THE DATA:
PR #28, opened 2015-12-09
chore(router): use downward api to set POD_NAMESPACE env var

krancour:
This is insipired by deis/charts#23

For consistency, I also renamed the env variable to `POD_NAMESPACE`

### DIFF
--- a/manifests/deis-router-rc.yaml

TASK TO COMPLETE: Could you set down each entry above word for word?

SOLUTION TO THIS PROBLEM:
PR #28, opened 2015-12-09
chore(router): use downward api to set POD_NAMESPACE env var

krancour:
This is insipired by deis/charts#23

For consistency, I also renamed the env variable to `POD_NAMESPACE`

### DIFF
--- a/manifests/deis-router-rc.yaml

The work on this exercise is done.